**GIVEN DATA**:
Issue #326, opened 2024-02-16
feat: ✨ syn-header: Allow automatic interactions with syn-side-nav


schilchSICKAG:
# Checklist (for the issue creator)

- [x] I have looked at the documentation site and was not able to find the required feature.
- [ ] I have looked into the Figma boards and was not able to find the required feature.
- [x] I would be willing to provide a PR for this feature.

# Component

I suggest to add the feature to the following component: `<syn-header />`

# Story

**EXERCISE AIM**: The response should consist only of the lines from the one containing "feat: ✨ syn-header: Allow" to the end of the material above, both included.

**ANSWER AREA**:
feat: ✨ syn-header: Allow automatic interactions with syn-side-nav


schilchSICKAG:
# Checklist (for the issue creator)

- [x] I have looked at the documentation site and was not able to find the required feature.
- [ ] I have looked into the Figma boards and was not able to find the required feature.
- [x] I would be willing to provide a PR for this feature.

# Component

I suggest to add the feature to the following component: `<syn-header />`

# Story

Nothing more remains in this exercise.